This repository contains the code for the implementation of Transformer architecture in the paper Attention is All You Need. This README serves as a basic intro to the takeaways, results, and training steps for better documentation of the project.
The project was mainly inspired by
- the motivation to implement the native Transformer architecture
- generating baby Shakespeare text is interesting :) and it is good to have a simple task for the model to run on
Lastly, thanks to Andrej's project for providing the idea of generating Shakespeare text, some insights on data shaping, and a nice introduction on Transformer.
- The objective function can be different for different models. Define input and compute loss carefully.
- Evaluate different datasets before training. Test whether the produced model makes sense by using a partial dataset.
- The data pair (input, previous output) in autoregressive models adds another layer of complexity to both
- the dataset design since we need to probably maintain a high-quality "Q&A" like dataset.
- the training process as developers need to think about how to feed the previous output to the model without giving it the answer.
- It is worth building a data pipeline from the beginning, instead of thinking about each data processing step on demand.
Part of the generated samples:
QUEEN whom Gentleman
His of
All's.
KING my V. short a the at. for. most and. DIANA
The cornets. day.
****
of the the on. and An were.
BRANDON
Read Exeunt ****
Of the hither. draw the the the
requireth's.
Neighbour's : ****
Another repose, But the ****
We have the following key parameters:
- Token type number: 27743
- Dataset size: 2045795 (as it contains 36 Shakespeare's plays)
- Model parameters: 16 M parameters
- Data factor: 10%. Since the dataset is large, a partial dataset is used. The first 10% of all Shakespeare play tokens. The number 10% is called the data factor.
- Clone this repo using
git clone --recursive https://github.com/xiaoxi-s/transformer-with-shakespeare.git
- Run
conda env create -f requirements.yml
, which will create an environment calledtransformer
- Activate the environment with
conda activate transformer
- Install wandb manually with conda
conda install -c conda-forge wandb
as wandb isn't readily available in any conda's channel now.
Note: If you didn't supplement the --recursive
flag in the clone command, you can run git submodule update --init --recursive
to download the submodule explicitly.
- Export Weights and Bias API key to environment variable using
export WANDB_API_KEY=<api key goes here>
- Run
python main.py -e <epoch number> -f <data factor>
to start training
Hyperparameters are specified in hyperparams.py
.
If you want to disable wandb, supplement the flag -q
to the python main.py ...
program.
The maps between word (token) and index are stored in ind_to_vocab.pkl
and vocab_to_ind.pkl
.
Run python build_vocab.py
under ./data
folder to regenerate the maps
One of the future directions is to improve training efficiency using distributed/parallel training. However, the network architecture limits how much parallel training can help. One epoch with 512 batch size using gpu_8x_a100_80gb_sxm4
on Lambda Cloud will take ~17 minutes. See the following detail section for the output. Increasing the batch size to 1024 will result in CUDA out-of-memory error.
(transformer) ubuntu@207-211-161-88:~/transformer-with-shakespeare$ python3 main.py -e 2 -f 1 -q
Disable wandb
Hello World!
CUDA available: True
CUDA device count: 8
Epochs: 2
Data factor: 1.0
Enable PyTorch Data parallelism
17.199999 M parameters
Token type number: 27743
Loading data...
Length of data: 2041475
Shape of np data: (2041475, 2, 128)
Tensorizing data...
data shape: torch.Size([2041475, 2, 128])
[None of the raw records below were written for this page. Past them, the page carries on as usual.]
Issue #3232, opened 2019-09-24
On Edge, scrollbar moves opposite direction when dragging


ngamanning:
This is a (multiple allowed):
* [x] bug
* [ ] enhancement
* [ ] feature-discussion (RFC)

* Swiper Version: Swiper 5.0.3
* Platform/Target and Browser Versions: EDGE ON WINDOW 10 (on some machines), CHROME ON WINDOWS 10 (on some machines)
* Live Link or JSFiddle/Codepen or website with isssue: PREFERABLY _(IF YOU WANT YOUR ISSUE TO BE RESOLVED ASAP)_.

### What you did
I made a product slider with scrollbar using swiper.js. Below is the code: 
      <script>
            $(function () {       
            let mySwiper = new Swiper('#product-slider-1 .swiper-container', {
                speed: 600,
                spaceBetween: spaceBetween,
                slidesPerView: cardsPerSlide,
 		grabCursor:false,			
		resistanceRatio: 0.5,	
                scrollbar: {
                    el: '.swiper-scrollbar',
                    snapOnRelease: false,
                    dragSize: 'auto',
                    draggable: true,
                },
                progress: {
                    watchSlidesProgress: true
                },
            });
            mySwiper.scrollbar.updateSize();	  
        });
     </script>

### Expected Behavior
When I drag the scrollbar to the right, I expect the container to shift to the left. In this case, I expect the translateX value on  swiper-wrapper  to be negative. At the same time, the translate X value on swiper-scrollbar-drag should be possible. 
Reversely, when I drag the scrollbar to the left, I expect the container to shift to the right.  

### Actual Behavior
On Edge and Chrome of some machines, when I try to drag the scrollbar to the right, the scrollbar actually moves itself to the left and the container shift to the left. Reversely, when I try to drag the scrollbar to the left, the scrollbar moves to the right. 
I recorded the issue in the video attached. 
[swiper-issue-screen.zip](https://github.com/nolimits4web/swiper/files/3649756/swiper-issue-screen.zip)

P.S. Remember, an issue is not the place to ask questions. You can use [Stack Overflow](http://stackoverflow.com/questions/tagged/swiper)
for that.

Before you open an issue, please check if a similar issue already exists or has been closed before.

nolimits4web:
I can assume you just click outside of scrollbar and just drag the swiper. So the behavior is correct. If not, then i need correct reproduction scenario

ngamanning:
[...]

PR #3395, opened 2020-01-09
Amended touch support test as it was returning true on none-touch windows devices

hamzahg:
This change is based on the following open issue: 

https://github.com/nolimits4web/swiper/issues/3232

I have come across the same issue in my project and have amended the script as per the PR, which has resolved the issues on MS Edge and Chrome on Windows based devices.


nolimits4web:
This fix is wrong, where did `window.DocumentTouch && document instanceof window.DocumentTouch` go? There is no `navigator.MaxTouchPoints` property

Jollus88:
#3401 
I'd recommend simply reverting commit `df41dc94c9d9224fcbeb0166e6a5a9634caa6f1d`.
This will check to see if the device has touch-capabilities, which will impact the slider.
`maxTouchPoints` will test to see if the device supports touch, which is ambiguous since what if the user is using a laptop or desktop with a touch screen.

Hirbod:
There is:
https://developer.mozilla.org/en-US/docs/Web/API/Navigator/maxTouchPoints

Issue #3450, opened 2020-02-13
Zoom handles wrong slide #2827 - reopen


tienbuide:
This is a (multiple allowed):
* [x] bug
* [ ] enhancement
* [ ] feature-discussion (RFC)

* Swiper Version: 5.3.1
* Platform/Target and Browser Versions: Chrome - Version 80.0.3987.87 (Offizieller Build) (64-Bit)
* Live Link or JSFiddle/Codepen or website with isssue: https://stackblitz.com/edit/swiper-demo-39-zoom

### What you did
Configured Swiper to simulate touch and use zoom with toggle.

1. Initialize Swiper
2. Double click on slide to zoom in (manually)
3. Call mySwiper.slideNext() or mySwiper.slideTo() to switch to the next slide
4. Call mySwiper.zoom.in()

### Expected Behavior
The current slide should be zoomed.

### Actual Behavior
The previous slide is zoomed

(mostly copy and paste from #2827)

juanpasolano:
I've been having this same exact issue. Only reproducible using the method `zoom.in()` Which is what i need to use

nolimits4web:
Fixed by #3451

Issue #2827, opened 2018-10-11
Zoom handles wrong slide


ms-ox:
This is a (multiple allowed):
* [x] bug
* [ ] enhancement
* [ ] feature-discussion (RFC)

* Swiper Version: v4.3.3 release, 0dcd6ca
* Platform/Target and Browser Versions: Chrome 69.0.3497.100 on Ubuntu 18.04.1 LTS

### What you did
Configured Swiper to simulate touch and use zoom with toggle.
1. Initialize Swiper
2. Double click on slide to zoom in
3. Call `mySwiper.slideNext()` or `mySwiper.slideTo()` to switch to the next slide
4. Call `mySwiper.zoom.in()`

### Expected Behavior
The current slide should be zoomed.

### Actual Behavior
The previous slide is zoomed

### Notes
- With simulate touch is activated, a double click on the slide, or switching a slide via navigation button invokes `updateClickedSlide(e)`
- This updates `swiper.clickedSlide` and `swiper.clickedIndex` to the current slide
- Calling `mySwiper.slideTo()` **doesn't invoke** `updateClickedSlide(e)`, therefore `swiper.clickedSlide` and `swiper.clickedIndex` were not updated.
- Calling `mySwiper.zoom.in()` again checks for `gesture.$slideEl = swiper.clickedSlide ? $(swiper.clickedSlide) : swiper.slides.eq(swiper.activeIndex);`
- Where `swiper.activeIndex` points the the current slide `swiper.clickedSlide` still points to the previous slide

daliborkovac:
In the previous post by @ms-ox the Expected Behavior and Actual Behavior text should be reversed. The expected behavior is that the current slide should be zoomed.

daliborkovac:
I have done my workaround like this:
In zoom.in and zoom.out functions I've commented out the parts where it uses the clicked slide and left just the part where it uses the activeIndex:

`        gesture.$slideEl = /*swiper.clickedSlide ? $(swiper.clickedSlide) :*/ swiper.slides.eq(swiper.activeIndex);
`

ms-ox:
> In the previous post by @ms-ox the Expected Behavior and Actual Behavior text should be reversed. The expected behavior is that the current slide should be zoomed.

Many thanks to @daliborkovac for bringing this up! I fixed the description.

tienbuide:
[...]

PR #3451, opened 2020-02-13
fix zoom on wrong slide - #3450 #2827

tienbuide:
The API is saying 
- `mySwiper.zoom.in(); | Zoom in image of the currently active slide`
- `mySwiper.zoom.out(); | Zoom out image of the currently active slide`
~ https://swiperjs.com/api/#zoom

The issues #3450 and #2827 describe how to reproduce a bug that does not zoom into the _currently active slide_.

This fix sets the correct slide instead of zooming into the previous slide.


nolimits4web:
Merged, thanks!

PR #3453, opened 2020-02-14
fix autoHeight to work correctly when used with centeredSlides param

### LINKED ISSUE #3448: autoHeight + centeredSlides + slidesPerView bug
This is a (multiple allowed):
* [x] bug
* [ ] enhancement

* Swiper Version: 
5.3.1

* Platform/Target and Browser Versions: 
macOS 10.15.3
Chrome 79.0.3945.130 (64-bit) & 
Chrome 80.0.3987.106 (64-bit) &
Firefox 72.0.2 & 
Safari 13.0.5

* Live Link: 
https://auto-height-bug.stackblitz.io or 
https://stackblitz.com/edit/auto-height-bug?file=index.html

### What you did
To reproduce, goto above link then slide right 3 times, the height animates to a height that is too short for one of the items. Similarly, the height adjusts to a larger height, one slide too early.

### Expected Behavior
The height should always adjust to the highest div that is currently visible.

### Actual Behavior
The height of the container is incorrectly applied - based on the currently visible slides. It appears that the index of the slide that is driving the height of the container seems to be off by +1.

glomotion:
resolves #3448


nolimits4web:
Hi! Thanks, but there is much simpler fix i pushed in 6deb1c7db9f845cb9d5c0fcff201d7ff1e030682

PR #3468, opened 2020-02-23
Coverflow stretch percentage for responsiveness

NLNicoo:
For the coverflow effect, one can use `stretch` to define how many pixels the prev/next sliders go behind the front one. So if slider is 1000px, you can put `900` and only 10% is shown. However if this slider is responsive (width: 70% or something) and becomes 800px, 500px, etc. width, then the `900` is obviously wrong.

With this tiny PR, one can put `'10%'` instead, so stretch will be relative based on the actual width. I hope this can be approved as it's probably useful in plenty of today's responsive sites. Thanks!


nolimits4web:
Merged, thanks!

Issue #3540, opened 2020-04-17
Error connecting project locally


IvanCen:
This is a (multiple allowed):
* [x] bug
* [ ] enhancement
* [ ] feature-discussion (RFC)

* Swiper Version: 5.3.7
* Platform/Target and Browser Versions: All platforms and browsers.

### What you did
The library started with an error when directly connecting the code to the project (locally by files)
![image](https://user-images.githubusercontent.com/54720503/79596391-284b9a00-80e9-11ea-890c-edd9d6e5b60d.png)
![image](https://user-images.githubusercontent.com/54720503/79597193-83ca5780-80ea-11ea-8e47-c08e3c553851.png)

PR #3541, opened 2020-04-17
Escaped characters in regular expression due to incorrect

IvanCen:
issue #3540

Unshielded regular expression characters lead to an error connecting to the project, is solved by escaping special characters


nolimits4web:
Thanks, i pushed the fix manually, since PRs to `packages` is not allowed

PR #3544, opened 2020-04-21
Fix focus ring rendering glitch due to inherited page line-height.

passiomatic:
**Before**:
Screenshot 2020-04-21 at 11 37 43

**After**:
Screenshot 2020-04-21 at 11 52 55

Looks like the focus ring has a rendering glitch due to inherited page `line-height`, that is likely > 1.0. Set the pseudo-element `line-height` to a neutral value of 1.0 fixes it. 
Tested with latest Safari, Chrome and Firefox.

### DIFF
--- a/src/components/navigation/navigation.less
+++ b/src/components/navigation/navigation.less
@@ -28,6 +28,7 @@
     letter-spacing: 0;
     text-transform: none;
     font-variant: initial;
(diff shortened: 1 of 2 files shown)


nolimits4web:
Merged, thanks!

Train dataset length: 1429033
Test dataset length: 612442
Epoch 1/2: 100%|████████████████████████████████████████████████████████████████████████████████████████████████████████████████████████████████████████████████████████████████████████████████████████████████████████████████| 2792/2792 [17:11<00:00, 2.71batch/s]
The time spent in the first epoch is ~17 minutes.
(transformer) ubuntu@129-146-98-70:~/transformer-with-shakespeare$ cat train.out
Enable wandb
Hello World!
CUDA available: True
CUDA device count: 1
Epochs: 77
Data factor: 1.0
Enable PyTorch Data parallelism
17.199999 M parameters
Token type number: 27743
Loading data...
Length of data: 2041475
Shape of np data: (2041475, 2, 128)
Tensorizing data...
data shape: torch.Size([2041475, 2, 128])
Train dataset length: 1429033
Test dataset length: 612442
Epoch 1/77: 6%|▌ | 677/11165 [01:28<22:43, 7.69batch/s]
The time per epoch is ~22 minutes. At least for the current architecture, parallel training does not improve training efficiency very much.